[Exercise brief] Reproduce the data below line by line, from its first line to the line with "## Validation", both included, and nothing past that point.

[Dataset]
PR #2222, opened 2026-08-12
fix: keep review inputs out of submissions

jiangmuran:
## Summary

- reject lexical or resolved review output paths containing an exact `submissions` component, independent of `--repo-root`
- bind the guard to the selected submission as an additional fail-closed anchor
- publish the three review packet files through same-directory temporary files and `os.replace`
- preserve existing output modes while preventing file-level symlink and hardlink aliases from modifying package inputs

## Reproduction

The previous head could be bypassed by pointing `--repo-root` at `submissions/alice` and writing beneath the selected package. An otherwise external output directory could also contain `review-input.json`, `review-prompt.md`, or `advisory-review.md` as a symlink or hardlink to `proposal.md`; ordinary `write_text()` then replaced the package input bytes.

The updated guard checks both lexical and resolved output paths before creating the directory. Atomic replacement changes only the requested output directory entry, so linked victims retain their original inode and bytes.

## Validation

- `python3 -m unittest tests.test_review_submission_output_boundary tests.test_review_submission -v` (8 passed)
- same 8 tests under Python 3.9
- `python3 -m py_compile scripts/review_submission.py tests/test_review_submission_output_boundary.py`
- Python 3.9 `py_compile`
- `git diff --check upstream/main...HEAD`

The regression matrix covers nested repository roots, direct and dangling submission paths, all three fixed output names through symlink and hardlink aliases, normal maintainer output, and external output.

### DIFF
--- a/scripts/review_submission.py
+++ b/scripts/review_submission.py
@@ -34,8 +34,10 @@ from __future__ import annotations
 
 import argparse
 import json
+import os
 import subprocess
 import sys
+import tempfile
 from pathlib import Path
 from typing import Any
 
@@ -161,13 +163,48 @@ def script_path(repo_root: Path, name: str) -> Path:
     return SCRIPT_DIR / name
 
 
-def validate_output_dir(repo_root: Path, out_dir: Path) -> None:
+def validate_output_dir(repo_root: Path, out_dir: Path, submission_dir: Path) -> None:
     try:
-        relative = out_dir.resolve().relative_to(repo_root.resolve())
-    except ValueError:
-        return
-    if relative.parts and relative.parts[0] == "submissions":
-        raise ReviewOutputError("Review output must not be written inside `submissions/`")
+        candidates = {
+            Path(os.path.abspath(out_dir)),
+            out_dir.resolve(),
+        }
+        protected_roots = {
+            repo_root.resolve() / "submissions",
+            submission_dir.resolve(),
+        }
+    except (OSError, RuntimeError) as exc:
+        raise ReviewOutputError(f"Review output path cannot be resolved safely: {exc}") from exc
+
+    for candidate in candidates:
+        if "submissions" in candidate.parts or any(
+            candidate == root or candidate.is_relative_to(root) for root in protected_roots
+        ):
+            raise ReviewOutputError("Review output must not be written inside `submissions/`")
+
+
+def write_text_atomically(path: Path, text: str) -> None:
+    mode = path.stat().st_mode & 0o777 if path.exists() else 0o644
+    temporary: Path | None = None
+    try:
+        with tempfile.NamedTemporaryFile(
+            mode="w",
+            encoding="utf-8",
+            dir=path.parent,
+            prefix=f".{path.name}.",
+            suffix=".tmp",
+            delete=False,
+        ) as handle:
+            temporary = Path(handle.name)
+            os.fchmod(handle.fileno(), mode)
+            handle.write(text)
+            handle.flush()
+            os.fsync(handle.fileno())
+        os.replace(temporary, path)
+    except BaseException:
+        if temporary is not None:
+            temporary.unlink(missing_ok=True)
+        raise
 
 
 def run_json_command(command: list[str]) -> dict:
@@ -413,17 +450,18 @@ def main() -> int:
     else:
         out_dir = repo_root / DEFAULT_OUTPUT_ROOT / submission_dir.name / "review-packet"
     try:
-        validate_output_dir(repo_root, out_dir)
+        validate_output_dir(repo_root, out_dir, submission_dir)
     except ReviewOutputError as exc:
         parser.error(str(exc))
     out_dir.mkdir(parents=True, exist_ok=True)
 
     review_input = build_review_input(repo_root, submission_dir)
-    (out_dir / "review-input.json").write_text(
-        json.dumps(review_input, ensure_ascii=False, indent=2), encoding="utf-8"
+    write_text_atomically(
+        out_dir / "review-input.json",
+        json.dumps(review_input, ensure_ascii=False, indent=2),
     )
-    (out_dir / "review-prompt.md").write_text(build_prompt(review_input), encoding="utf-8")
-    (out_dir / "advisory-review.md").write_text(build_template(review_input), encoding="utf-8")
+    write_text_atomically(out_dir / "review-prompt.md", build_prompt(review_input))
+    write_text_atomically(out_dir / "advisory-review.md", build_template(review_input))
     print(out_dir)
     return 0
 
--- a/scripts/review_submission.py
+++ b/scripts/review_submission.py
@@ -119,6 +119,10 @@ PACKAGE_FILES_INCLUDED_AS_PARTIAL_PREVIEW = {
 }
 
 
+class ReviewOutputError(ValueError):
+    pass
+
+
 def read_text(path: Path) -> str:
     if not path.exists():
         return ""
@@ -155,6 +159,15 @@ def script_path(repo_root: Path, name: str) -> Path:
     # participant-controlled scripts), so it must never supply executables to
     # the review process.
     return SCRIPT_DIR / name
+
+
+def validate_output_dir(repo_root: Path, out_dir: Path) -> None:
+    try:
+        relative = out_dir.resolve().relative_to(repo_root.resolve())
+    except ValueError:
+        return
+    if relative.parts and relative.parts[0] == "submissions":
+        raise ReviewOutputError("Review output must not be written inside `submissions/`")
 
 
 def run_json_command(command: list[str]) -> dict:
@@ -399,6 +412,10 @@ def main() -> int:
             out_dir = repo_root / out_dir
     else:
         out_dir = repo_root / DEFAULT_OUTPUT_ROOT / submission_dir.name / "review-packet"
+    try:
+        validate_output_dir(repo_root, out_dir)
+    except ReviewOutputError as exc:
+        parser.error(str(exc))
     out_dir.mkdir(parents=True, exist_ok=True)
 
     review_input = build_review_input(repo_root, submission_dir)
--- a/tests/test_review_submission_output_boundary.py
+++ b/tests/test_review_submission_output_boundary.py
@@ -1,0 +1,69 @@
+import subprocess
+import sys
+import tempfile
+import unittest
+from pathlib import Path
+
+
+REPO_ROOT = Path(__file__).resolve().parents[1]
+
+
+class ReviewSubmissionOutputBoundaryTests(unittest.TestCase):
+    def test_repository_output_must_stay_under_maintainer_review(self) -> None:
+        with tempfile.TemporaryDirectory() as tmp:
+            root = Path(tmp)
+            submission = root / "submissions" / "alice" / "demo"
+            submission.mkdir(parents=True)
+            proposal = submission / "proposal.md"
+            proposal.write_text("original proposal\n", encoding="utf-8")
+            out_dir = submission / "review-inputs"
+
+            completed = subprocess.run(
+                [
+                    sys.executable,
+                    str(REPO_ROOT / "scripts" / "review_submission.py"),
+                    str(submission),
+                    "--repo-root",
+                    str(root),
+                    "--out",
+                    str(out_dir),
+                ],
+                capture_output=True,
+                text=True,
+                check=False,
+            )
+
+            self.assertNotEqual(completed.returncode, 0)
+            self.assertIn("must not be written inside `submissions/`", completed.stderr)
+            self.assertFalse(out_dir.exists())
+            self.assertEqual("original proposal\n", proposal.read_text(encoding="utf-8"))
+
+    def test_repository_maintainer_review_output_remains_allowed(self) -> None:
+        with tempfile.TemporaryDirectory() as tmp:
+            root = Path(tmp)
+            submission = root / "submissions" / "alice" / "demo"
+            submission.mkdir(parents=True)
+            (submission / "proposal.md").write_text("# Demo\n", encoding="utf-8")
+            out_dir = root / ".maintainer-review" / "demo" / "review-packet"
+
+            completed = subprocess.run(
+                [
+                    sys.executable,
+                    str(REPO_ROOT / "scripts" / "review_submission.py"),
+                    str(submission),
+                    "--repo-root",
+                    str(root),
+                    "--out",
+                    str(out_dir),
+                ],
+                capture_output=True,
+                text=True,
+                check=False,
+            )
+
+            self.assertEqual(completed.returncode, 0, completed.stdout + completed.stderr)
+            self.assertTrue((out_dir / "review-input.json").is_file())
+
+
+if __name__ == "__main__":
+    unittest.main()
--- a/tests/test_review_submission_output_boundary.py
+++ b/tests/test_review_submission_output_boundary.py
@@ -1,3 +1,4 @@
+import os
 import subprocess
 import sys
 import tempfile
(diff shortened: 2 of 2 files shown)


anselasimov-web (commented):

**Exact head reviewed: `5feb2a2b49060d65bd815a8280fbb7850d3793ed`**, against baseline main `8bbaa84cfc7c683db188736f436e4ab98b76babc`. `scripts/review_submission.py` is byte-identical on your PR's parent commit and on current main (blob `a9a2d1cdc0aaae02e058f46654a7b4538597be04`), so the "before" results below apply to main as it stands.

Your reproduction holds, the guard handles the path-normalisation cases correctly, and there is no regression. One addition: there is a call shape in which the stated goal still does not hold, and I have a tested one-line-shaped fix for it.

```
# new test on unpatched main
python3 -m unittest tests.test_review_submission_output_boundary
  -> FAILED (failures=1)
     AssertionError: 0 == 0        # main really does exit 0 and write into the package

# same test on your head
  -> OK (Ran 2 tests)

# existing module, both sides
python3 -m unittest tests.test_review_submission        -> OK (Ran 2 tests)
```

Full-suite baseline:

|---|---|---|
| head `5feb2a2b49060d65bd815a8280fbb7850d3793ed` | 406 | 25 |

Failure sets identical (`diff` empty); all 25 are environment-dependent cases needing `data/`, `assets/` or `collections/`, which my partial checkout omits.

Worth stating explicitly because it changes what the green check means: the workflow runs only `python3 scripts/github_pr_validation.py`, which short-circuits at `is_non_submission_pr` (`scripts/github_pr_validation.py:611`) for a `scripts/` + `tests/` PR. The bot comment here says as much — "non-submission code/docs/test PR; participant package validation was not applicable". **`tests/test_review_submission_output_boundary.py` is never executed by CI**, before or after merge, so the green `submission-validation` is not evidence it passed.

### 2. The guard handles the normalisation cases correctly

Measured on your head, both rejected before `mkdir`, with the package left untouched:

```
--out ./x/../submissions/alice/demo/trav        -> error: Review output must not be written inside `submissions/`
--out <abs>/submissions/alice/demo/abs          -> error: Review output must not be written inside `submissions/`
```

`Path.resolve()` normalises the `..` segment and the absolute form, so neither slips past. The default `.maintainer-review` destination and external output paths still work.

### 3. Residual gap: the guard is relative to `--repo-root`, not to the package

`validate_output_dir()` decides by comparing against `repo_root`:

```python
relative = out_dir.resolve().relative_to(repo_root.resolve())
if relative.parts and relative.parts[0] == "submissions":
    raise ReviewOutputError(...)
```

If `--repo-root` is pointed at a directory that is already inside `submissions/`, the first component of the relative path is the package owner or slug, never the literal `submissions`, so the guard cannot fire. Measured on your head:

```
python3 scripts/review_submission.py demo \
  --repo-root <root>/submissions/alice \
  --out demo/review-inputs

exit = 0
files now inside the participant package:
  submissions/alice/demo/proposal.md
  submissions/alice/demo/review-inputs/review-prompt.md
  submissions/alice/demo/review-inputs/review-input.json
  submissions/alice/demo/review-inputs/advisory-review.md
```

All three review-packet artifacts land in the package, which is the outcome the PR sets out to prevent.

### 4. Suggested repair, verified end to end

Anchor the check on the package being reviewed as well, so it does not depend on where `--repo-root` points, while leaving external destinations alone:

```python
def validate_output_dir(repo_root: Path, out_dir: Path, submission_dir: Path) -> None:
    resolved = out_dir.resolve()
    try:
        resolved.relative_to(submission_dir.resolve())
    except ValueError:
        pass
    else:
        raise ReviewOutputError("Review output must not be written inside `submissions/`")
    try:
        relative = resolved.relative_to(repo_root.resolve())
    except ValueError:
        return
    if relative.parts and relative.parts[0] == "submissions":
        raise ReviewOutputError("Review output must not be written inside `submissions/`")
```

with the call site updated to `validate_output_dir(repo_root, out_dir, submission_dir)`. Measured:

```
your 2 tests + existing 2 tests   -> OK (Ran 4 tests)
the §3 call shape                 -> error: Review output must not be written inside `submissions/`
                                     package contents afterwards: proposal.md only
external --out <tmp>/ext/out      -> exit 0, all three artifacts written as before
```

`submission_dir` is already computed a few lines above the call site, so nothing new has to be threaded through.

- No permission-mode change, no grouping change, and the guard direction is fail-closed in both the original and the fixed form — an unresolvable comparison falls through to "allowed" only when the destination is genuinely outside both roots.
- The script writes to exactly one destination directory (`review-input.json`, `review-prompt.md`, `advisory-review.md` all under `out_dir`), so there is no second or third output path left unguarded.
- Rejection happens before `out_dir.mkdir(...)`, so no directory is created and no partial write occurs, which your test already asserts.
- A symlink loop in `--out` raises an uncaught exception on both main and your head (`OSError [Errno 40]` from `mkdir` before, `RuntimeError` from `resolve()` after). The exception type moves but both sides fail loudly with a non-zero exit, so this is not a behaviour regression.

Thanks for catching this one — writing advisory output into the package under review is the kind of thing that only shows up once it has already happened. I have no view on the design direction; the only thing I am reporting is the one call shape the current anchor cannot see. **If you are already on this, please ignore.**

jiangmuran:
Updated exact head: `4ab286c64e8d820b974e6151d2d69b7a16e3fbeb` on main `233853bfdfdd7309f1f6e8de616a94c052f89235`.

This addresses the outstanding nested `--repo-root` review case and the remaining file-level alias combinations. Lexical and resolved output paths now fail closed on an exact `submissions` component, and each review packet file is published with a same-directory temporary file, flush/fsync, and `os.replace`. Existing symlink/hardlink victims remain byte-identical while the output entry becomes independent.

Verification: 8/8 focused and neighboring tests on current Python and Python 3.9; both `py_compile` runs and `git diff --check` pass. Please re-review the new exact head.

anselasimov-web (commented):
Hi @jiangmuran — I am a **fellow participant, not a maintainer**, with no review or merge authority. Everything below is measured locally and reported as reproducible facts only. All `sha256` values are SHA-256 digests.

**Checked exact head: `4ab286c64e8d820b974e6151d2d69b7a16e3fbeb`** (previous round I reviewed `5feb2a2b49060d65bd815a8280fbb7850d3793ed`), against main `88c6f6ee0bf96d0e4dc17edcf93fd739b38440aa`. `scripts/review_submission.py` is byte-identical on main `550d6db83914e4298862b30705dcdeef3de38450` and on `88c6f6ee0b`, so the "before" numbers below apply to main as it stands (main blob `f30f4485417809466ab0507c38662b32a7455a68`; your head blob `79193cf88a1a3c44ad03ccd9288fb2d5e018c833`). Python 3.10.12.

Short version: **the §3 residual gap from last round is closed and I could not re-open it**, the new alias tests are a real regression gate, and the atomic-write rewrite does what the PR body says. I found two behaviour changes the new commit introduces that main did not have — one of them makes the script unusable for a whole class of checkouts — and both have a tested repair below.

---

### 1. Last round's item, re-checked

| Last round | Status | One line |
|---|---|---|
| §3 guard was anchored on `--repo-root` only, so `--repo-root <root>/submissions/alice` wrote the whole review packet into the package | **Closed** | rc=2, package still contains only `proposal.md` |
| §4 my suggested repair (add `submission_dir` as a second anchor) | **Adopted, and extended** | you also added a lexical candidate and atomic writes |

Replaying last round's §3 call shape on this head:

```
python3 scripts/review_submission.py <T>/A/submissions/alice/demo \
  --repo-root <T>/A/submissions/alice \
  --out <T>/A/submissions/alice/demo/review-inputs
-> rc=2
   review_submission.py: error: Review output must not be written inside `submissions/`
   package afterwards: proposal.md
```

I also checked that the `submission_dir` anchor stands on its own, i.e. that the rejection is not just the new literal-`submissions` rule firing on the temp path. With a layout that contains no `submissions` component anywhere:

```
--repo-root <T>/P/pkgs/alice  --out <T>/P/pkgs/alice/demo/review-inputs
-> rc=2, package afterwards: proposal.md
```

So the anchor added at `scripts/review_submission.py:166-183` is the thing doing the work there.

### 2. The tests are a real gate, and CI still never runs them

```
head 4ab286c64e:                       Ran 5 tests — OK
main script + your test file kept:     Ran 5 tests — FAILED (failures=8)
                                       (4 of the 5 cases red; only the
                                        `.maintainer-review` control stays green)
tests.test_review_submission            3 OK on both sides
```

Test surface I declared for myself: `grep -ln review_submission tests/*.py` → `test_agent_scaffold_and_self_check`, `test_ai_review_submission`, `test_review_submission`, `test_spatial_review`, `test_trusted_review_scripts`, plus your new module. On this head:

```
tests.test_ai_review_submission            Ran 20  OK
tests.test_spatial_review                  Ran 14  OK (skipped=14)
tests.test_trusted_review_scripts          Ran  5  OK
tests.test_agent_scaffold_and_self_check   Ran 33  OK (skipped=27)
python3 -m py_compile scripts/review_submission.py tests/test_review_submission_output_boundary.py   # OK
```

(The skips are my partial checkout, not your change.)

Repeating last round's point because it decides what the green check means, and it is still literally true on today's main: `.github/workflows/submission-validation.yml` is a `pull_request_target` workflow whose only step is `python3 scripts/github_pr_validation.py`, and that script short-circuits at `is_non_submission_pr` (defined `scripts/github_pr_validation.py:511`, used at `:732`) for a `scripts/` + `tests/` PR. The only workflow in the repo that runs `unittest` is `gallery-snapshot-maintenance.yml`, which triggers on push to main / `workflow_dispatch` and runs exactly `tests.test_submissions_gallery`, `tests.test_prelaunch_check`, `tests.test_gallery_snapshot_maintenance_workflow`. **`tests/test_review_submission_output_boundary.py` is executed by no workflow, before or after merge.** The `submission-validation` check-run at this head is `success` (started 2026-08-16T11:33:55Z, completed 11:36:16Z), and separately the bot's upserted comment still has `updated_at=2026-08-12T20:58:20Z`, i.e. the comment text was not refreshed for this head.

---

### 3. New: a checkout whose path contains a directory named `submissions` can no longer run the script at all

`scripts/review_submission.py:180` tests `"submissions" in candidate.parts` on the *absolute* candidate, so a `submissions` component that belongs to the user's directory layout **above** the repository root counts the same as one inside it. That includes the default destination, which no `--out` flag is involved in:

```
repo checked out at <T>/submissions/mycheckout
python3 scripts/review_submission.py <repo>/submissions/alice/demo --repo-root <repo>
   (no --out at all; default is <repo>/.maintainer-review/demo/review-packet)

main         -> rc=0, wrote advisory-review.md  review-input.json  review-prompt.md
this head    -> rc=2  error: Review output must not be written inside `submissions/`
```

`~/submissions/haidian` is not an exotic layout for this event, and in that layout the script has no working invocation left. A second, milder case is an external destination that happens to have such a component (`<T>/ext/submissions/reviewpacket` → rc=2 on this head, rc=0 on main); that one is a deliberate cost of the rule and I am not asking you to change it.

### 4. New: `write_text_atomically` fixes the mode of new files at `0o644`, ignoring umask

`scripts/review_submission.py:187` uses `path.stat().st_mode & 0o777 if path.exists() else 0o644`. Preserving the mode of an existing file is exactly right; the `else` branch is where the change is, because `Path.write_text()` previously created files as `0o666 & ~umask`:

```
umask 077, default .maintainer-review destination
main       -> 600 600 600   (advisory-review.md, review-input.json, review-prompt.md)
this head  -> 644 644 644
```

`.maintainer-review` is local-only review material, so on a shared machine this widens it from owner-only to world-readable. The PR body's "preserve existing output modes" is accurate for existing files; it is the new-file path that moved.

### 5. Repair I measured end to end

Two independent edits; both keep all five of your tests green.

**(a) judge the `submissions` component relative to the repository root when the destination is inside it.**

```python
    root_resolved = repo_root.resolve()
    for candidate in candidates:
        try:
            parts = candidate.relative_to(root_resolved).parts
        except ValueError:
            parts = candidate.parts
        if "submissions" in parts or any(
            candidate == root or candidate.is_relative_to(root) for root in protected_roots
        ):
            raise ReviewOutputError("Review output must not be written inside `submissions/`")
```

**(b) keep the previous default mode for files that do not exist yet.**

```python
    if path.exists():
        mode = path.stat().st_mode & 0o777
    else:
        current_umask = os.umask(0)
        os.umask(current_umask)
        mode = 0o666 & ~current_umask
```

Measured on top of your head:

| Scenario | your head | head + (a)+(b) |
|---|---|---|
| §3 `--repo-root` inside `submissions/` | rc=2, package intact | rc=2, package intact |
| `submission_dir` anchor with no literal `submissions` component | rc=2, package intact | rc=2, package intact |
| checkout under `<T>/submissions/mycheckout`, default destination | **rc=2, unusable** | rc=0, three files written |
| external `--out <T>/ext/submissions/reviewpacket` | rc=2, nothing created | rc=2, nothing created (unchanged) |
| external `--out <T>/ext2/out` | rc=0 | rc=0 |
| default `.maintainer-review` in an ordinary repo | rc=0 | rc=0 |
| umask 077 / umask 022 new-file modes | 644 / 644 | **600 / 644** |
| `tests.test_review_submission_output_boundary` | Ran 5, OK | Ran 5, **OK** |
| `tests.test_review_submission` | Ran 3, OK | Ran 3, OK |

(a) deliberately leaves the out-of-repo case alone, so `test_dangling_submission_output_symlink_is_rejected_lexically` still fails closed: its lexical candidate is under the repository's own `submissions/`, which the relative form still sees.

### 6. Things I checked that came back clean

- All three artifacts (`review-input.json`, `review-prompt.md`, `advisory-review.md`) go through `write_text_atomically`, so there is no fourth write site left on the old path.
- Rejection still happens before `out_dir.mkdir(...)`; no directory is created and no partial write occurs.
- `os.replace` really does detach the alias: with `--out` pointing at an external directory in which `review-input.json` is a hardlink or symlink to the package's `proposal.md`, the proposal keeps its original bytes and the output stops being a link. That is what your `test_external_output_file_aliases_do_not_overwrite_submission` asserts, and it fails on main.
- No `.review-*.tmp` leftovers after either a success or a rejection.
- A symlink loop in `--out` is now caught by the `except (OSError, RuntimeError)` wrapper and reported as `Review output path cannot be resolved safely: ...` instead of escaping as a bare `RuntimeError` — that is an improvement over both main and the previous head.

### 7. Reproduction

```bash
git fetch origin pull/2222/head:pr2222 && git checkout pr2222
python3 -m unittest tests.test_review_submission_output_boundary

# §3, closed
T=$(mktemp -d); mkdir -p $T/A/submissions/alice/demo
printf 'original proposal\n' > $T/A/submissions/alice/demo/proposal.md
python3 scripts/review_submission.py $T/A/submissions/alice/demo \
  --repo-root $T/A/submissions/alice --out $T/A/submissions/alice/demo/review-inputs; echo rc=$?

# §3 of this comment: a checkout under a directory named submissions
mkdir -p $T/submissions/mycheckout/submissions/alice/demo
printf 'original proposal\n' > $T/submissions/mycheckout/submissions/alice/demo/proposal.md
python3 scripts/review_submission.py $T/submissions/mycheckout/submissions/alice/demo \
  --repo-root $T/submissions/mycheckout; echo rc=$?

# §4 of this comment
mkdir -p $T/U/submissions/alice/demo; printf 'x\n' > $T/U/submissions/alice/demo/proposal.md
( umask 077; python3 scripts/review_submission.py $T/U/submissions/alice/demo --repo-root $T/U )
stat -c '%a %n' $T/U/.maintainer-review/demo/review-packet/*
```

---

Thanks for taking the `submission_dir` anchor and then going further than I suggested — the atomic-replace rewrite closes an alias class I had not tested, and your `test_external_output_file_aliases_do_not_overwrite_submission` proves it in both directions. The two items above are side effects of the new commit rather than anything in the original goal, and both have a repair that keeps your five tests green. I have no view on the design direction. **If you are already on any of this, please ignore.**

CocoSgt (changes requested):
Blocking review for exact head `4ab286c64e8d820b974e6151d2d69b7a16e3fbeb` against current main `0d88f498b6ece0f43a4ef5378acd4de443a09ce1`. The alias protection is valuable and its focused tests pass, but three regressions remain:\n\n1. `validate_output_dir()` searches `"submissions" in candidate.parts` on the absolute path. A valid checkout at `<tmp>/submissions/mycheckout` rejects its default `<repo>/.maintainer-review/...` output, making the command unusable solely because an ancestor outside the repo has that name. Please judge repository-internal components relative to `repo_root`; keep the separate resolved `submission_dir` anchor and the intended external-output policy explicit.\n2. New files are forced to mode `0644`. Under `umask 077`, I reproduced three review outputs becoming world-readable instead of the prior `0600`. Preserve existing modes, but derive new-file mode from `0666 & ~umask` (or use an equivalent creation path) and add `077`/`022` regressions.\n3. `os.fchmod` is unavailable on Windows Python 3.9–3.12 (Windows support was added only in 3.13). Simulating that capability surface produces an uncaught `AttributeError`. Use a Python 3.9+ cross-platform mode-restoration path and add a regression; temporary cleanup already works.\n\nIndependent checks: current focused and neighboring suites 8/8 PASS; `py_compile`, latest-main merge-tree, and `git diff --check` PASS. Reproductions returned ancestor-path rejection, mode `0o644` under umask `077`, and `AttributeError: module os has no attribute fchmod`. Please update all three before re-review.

[Output for this task]
PR #2222, opened 2026-08-12
fix: keep review inputs out of submissions

jiangmuran:
## Summary

- reject lexical or resolved review output paths containing an exact `submissions` component, independent of `--repo-root`
- bind the guard to the selected submission as an additional fail-closed anchor
- publish the three review packet files through same-directory temporary files and `os.replace`
- preserve existing output modes while preventing file-level symlink and hardlink aliases from modifying package inputs

## Reproduction

The previous head could be bypassed by pointing `--repo-root` at `submissions/alice` and writing beneath the selected package. An otherwise external output directory could also contain `review-input.json`, `review-prompt.md`, or `advisory-review.md` as a symlink or hardlink to `proposal.md`; ordinary `write_text()` then replaced the package input bytes.

The updated guard checks both lexical and resolved output paths before creating the directory. Atomic replacement changes only the requested output directory entry, so linked victims retain their original inode and bytes.

## Validation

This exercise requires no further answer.